Exercise details ▸
Pull every line holding the string "needed" from the records below.

Data provided ▸
PR #825, opened 2026-06-09
fixed candence gap handeling after filtering IFMS files

### LINKED ISSUE #824: [BUG]: IFMS reader fails when invalid-line filtering creates cadence gaps
### Summary

  Loading IFMS files with `remove_invalid_lines=true` can fail when invalid rows are removed from the
  middle of a file. The IFMS processor currently infers the Doppler integration time from the first two
  remaining UTC timestamps, then requires every consecutive timestamp difference to match within `0.01 s`.

  If an invalid row is filtered out in the middle of an otherwise regularly sampled file, the processed
  timestamps contain a gap and Tudat throws:

 ` RuntimeError: Error when getting integration time for processed file contents, step is not equal`

  ### Example

  Raw IFMS cadence:

  10:00:00 valid
  10:00:10 valid
  10:00:20 invalid -> removed
  10:00:30 valid

  After filtering:

  10:00:00
  10:00:10
  10:00:30

  The nominal cadence is still 10 s, but Tudat sees a 20 s jump and fails.

Load a IFMS file with a cadence gap.

### OS and Python version:

OS: maxOS 25.5.0 ARM64
Python: 3.13.5

### Expected behavior:

Tudat should tolerate cadence gaps caused by filtered invalid IFMS rows. The nominal `doppler_integration_time` should still be inferred as the regular single-sample cadence, while larger timestamp jumps should be treated as gaps.

### Current behavior:

  The processed file is rejected because not all consecutive timestamp differences are equal.

### Additional context:

_No response_

Markus-Reichel:
## Summary

  Fixes #824.

  This PR fixes IFMS Doppler processing when invalid-line filtering creates gaps in an otherwise regularly sampled
  file.

  Previously, IFMS files loaded with `remove_invalid_lines=true` could fail during observation collection creation.
  Invalid rows are filtered out first, and then `ProcessedTrackingTxtFileContents::getObservationTimeStep()`
  inferred the Doppler integration time from the first two remaining UTC timestamps and required every following
  timestamp difference to match within `0.01 s`.

  This fails when an invalid row occurs in the middle of a file:

```
  10:00:00 valid
  10:00:10 valid
  10:00:20 invalid -> removed
  10:00:30 valid
```

  After filtering, Tudat sees:

```
  10:00:00
  10:00:10
  10:00:30
```

  The nominal integration time is still 10 s, but the previous implementation treated the 20 s jump as fatal.

  ## Implementation

  ### Robust IFMS cadence inference

  `getObservationTimeStep()` now infers the nominal Doppler cadence from valid positive UTC time differences instead
  of requiring all consecutive filtered timestamps to be identical.

  The new behavior is:

  - require at least two observations
  - compute all consecutive UTC deltas
  - infer a nominal positive cadence
  - preserve previous gap-free behavior by using the first valid step unless the file clearly starts with a gap
  - classify larger-than-nominal jumps as cadence gaps
  - keep throwing for invalid timing cases such as non-positive steps, no inferable positive cadence, or steps
    smaller than the inferred cadence beyond tolerance.

  The inferred nominal cadence is still stored as doppler_integration_time.

  ### Warning for cadence gaps

  When cadence gaps are detected, Tudat prints a concise warning containing:

  - the tracking file name from TrackingDataType::file_name, if available;
  - a fallback label for unknown files;
  - number of cadence gaps;
  - inferred nominal cadence;
  - details for the first few gaps: index, previous UTC timestamp, next UTC timestamp, and observed delta.

  Gap-free files do not emit this warning.

  ### Run-based Doppler compression

  `compressDopplerData(...)` now avoids averaging observations across cadence gaps.

  Previously, compression used fixed index blocks:

  [0,1,2], [3,4,5], [6,7,8], ...

  If a gap fell inside one of those blocks, the entire block was skipped, and the fixed indexing could also shift
  later compression groups.

  The new behavior is:

  - convert original epochs to UTC as before
  - use `doppler_integration_time` as the nominal cadence
  - split observations internally into contiguous cadence runs
  - compress complete `compressionRatio` blocks only within each run
  - drop only leftover observations at the end of each run
  - never average across a cadence gap.

  For example, with nominal cadence 10 s and compression ratio 3:

  0, 10, 20, 30, gap, 60, 70, 80, 90, 100, 110

  The new compression keeps:

  [0, 10, 20]
  [60, 70, 80]
  [90, 100, 110]

  and drops only the leftover 30.

  For gap-free data, the behavior is preserved: same compression grouping, same averaged values, same averaged
  epochs, and the same compressed integration time:

`  compressed_integration_time = nominal_integration_time * compressionRatio`


DominicDirkx:
@copilot resolve the merge conflicts in this pull request

include/tudat/simulation/estimation_setup/processOdfFile.h
```diff
@@ -1340,6 +1339,12 @@ std::shared_ptr< observation_models::SingleObservationSet< ObservationScalarType
         const std::shared_ptr< observation_models::SingleObservationSet< ObservationScalarType, TimeType > > originalDopplerData,
         const unsigned int compressionRatio )
 {
+    if( compressionRatio == 0 )
+    {
+        throw std::runtime_error( "Error in Doppler data compression, compression ratio must be positive." );
+    }
+
+    const double cadenceTolerance = 0.01;
```
DominicDirkx, line 1350: What is the rationale for this value, and why is any value needed?

include/tudat/simulation/estimation_setup/processTrackingTxtFile.h
```diff
@@ -466,23 +473,101 @@ class ProcessedTrackingTxtFileContents
 private:
     double getObservationTimeStep( )
     {
+        const double cadenceTolerance = 0.01;
```
DominicDirkx, line 476: What is the rationale for this value, and why is any value needed?

include/tudat/simulation/estimation_setup/processTrackingTxtFile.h
```diff
@@ -466,23 +473,101 @@ class ProcessedTrackingTxtFileContents
...
+        std::vector< double > observationTimeSteps;
+        observationTimeSteps.reserve( observationTimesUtc_.size( ) - 1 );
+        double firstObservationTimeStep = std::numeric_limits< double >::infinity( );
+        double minimumObservationTimeStep = std::numeric_limits< double >::infinity( );
+
         for( unsigned int i = 1; i < observationTimesUtc_.size( ); i++ )
         {
-            double testObservationTimeStep = observationTimesUtc_.at( i ) - observationTimesUtc_.at( i - 1 );
-            if( std::fabs( observationTimeStep - testObservationTimeStep ) >
-                0.01 )  // 50.0 * std::numeric_limits< double >::epsilon( ) * observationTimesUtc_.at( i - 1 )  )
```
Markus-Reichel, line 478: The tolerance was already used before, I just put it into a named constant.

include/tudat/simulation/estimation_setup/processOdfFile.h
Markus-Reichel: In short, its used to check the time delta of each observation to check for uniform cadence. A strict `==` will not work, as the IFMS time stamps have a millisecond time jitter.
In this file I updated the tolerance to 0.01s in January already.
Before that, a tolerance of `10 * eps * t` was used, which was leading to issues with IFMS files, as the tolerance was too tight.

DominicDirkx:
@Markus-Reichel On Slack, there was the proposal to determine the integration time before doing the filtering. I think this would be much less invasive, and a much smaller difference in code, than what is implemented here (but perhaps I am wrong). What do you think?

Markus-Reichel:
> @Markus-Reichel On Slack, there was the proposal to determine the integration time before doing the filtering. I think this would be much less invasive, and a much smaller difference in code, than what is implemented here (but perhaps I am wrong). What do you think?

Determining the integration time before filtering is a valid smaller fix. However, it only fixes cadence inference. If compressed Doppler data are used, we still need a "gap-aware" compression or splitting, otherwise compression can skip/shift blocks of observations across missing samples. The current implementation fixes both issues. The failure of determining the integration time and the compression behaviour. 
So yes, its more intrusive, but covers more of the actual downstream issue. 

Also, if we determine the integration time before doing the filtering, that would mean we would need to move cadence determination into the reader because:

IFMS filtering happens inside `readIfmsFile()` before `ProcessedTrackingTxtFileContents` is build. With `filterInvalidLines=true`, invalid rows are skipped in `TrackingTxtFileContents::addLineToRawDataMap()` and never rach `getObservationTimeStep()` (`include/tudat/io/readTrackingTxtFile.h:459, src/tudat/io/
  readTrackingTxtFile.cpp:74, include/tudat/simulation/estimation_setup/processTrackingTxtFile.h:353`). 
  
  So, yes, that would be possible, but we would need to carry that information downstream.

Markus-Reichel:
@DominicDirkx have a look. I moved the integration time determination before the filtering.
Does that look better to you?

DominicDirkx:
Nice :) Could you also resolve the merge conflict? Then the CI can run.

DominicDirkx:
@larshinueber FYI, in case you hadn't seen this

Problem solution ▸
DominicDirkx, line 1350: What is the rationale for this value, and why is any value needed?
DominicDirkx, line 476: What is the rationale for this value, and why is any value needed?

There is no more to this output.